What to work on:
What is needed here is an exact repetition of the records below, beginning at the line that has "PR #1562, opened 2023-04-22" and stopping after the line that has "A step towards".

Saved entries
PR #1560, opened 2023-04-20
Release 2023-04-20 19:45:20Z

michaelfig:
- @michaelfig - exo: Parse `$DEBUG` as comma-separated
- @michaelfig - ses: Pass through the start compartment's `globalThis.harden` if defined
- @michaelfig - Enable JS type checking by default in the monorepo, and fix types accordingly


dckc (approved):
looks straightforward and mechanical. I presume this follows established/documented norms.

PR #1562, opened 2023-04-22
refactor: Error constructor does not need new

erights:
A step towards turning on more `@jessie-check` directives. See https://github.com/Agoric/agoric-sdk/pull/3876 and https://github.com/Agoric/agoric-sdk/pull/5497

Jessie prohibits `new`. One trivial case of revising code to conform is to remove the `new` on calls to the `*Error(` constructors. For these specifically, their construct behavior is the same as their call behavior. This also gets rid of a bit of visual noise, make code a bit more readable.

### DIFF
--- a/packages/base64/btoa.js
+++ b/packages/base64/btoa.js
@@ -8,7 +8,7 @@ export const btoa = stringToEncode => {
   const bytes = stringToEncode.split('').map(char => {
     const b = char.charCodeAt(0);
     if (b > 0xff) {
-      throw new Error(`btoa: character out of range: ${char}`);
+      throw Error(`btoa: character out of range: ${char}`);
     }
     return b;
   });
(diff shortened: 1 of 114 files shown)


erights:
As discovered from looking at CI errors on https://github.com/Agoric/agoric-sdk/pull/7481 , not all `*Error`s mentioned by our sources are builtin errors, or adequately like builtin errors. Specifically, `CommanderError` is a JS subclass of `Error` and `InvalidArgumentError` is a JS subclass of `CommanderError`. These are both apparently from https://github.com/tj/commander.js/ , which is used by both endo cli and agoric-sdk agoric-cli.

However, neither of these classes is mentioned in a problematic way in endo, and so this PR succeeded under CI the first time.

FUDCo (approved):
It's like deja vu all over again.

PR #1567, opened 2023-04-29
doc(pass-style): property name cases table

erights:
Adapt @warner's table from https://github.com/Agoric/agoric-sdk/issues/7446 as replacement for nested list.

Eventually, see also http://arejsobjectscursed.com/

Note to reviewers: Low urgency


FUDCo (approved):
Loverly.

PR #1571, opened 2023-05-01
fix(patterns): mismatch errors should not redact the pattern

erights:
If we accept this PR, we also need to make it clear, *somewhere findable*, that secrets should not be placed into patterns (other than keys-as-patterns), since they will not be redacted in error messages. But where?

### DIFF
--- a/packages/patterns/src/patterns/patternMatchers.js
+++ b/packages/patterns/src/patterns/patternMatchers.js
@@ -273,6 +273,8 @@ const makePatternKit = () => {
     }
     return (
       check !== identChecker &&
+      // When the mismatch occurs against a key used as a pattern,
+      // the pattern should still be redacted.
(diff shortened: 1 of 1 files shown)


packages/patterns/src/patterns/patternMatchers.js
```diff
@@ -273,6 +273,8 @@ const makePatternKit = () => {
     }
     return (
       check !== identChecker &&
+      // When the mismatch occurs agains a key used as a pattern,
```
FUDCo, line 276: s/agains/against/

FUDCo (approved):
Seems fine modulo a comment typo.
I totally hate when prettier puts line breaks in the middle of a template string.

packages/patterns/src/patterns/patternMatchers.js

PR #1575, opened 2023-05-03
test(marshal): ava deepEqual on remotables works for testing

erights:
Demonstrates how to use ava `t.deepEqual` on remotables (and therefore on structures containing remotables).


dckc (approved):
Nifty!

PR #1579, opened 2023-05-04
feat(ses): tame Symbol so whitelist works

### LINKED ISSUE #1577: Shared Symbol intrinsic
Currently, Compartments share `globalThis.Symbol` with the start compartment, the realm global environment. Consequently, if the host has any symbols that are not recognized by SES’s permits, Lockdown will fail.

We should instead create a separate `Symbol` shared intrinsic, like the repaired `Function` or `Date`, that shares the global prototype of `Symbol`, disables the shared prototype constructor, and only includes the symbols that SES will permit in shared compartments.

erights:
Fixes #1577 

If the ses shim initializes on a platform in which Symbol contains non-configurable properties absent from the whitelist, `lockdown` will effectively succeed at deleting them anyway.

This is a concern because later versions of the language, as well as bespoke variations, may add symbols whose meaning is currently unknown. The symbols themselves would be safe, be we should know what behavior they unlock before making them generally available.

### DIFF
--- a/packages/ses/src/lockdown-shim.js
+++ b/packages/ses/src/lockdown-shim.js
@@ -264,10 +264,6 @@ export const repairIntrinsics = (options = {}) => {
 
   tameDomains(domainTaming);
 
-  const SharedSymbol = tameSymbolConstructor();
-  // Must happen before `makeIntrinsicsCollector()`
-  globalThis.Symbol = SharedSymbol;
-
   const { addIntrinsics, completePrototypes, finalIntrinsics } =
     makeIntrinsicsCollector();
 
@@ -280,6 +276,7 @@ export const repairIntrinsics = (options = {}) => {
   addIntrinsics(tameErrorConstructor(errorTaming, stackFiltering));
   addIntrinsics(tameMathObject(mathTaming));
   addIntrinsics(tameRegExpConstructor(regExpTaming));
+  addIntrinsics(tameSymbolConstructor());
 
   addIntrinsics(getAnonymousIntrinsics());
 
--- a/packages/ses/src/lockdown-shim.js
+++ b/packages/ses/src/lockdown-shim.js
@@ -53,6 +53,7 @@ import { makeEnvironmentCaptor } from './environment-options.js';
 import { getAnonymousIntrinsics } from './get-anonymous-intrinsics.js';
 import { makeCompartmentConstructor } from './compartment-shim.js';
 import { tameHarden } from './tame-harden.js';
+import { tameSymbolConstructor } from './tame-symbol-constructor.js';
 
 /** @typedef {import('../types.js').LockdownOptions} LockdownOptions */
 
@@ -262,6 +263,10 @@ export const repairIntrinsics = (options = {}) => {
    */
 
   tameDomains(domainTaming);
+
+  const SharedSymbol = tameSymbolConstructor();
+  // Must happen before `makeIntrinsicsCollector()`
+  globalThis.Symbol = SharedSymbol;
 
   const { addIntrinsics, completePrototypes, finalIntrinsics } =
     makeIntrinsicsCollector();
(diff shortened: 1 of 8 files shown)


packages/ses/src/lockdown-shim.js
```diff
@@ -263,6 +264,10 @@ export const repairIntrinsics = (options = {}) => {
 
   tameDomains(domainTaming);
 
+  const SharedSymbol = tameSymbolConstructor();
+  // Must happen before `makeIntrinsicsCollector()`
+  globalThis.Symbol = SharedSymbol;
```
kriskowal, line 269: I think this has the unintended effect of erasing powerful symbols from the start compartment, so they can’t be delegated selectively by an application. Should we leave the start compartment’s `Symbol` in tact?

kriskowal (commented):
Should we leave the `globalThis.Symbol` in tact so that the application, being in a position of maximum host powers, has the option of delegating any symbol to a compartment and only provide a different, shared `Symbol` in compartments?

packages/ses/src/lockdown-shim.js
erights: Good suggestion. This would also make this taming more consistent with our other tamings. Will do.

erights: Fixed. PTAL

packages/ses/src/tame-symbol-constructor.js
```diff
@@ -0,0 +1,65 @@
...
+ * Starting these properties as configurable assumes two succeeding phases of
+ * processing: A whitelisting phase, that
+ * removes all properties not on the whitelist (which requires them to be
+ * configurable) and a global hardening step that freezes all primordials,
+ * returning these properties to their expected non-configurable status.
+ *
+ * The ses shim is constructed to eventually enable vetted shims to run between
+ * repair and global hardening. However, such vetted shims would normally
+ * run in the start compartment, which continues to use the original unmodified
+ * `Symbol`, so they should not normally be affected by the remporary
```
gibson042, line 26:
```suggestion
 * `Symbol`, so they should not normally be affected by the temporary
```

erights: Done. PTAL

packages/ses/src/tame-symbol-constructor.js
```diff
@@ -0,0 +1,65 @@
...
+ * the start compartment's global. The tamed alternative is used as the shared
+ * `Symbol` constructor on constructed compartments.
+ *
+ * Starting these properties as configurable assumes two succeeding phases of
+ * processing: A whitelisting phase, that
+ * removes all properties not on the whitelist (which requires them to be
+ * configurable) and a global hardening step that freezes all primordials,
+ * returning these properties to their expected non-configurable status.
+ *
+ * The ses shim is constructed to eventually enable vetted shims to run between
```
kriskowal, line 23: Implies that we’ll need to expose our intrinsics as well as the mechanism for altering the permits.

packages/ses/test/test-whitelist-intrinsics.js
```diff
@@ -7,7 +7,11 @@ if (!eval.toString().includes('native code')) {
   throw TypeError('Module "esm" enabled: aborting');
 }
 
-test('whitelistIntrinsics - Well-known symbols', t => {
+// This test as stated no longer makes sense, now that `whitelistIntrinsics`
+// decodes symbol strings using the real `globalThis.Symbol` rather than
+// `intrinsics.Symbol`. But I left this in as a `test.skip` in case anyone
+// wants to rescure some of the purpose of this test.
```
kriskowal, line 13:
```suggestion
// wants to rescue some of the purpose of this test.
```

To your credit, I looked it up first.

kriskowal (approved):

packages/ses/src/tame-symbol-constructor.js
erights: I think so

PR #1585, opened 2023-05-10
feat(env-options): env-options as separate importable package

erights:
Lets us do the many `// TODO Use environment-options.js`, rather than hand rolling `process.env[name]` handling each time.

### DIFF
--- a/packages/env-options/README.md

Your response:
PR #1562, opened 2023-04-22
refactor: Error constructor does not need new

erights:
A step towards turning on more `@jessie-check` directives. See https://github.com/Agoric/agoric-sdk/pull/3876 and https://github.com/Agoric/agoric-sdk/pull/5497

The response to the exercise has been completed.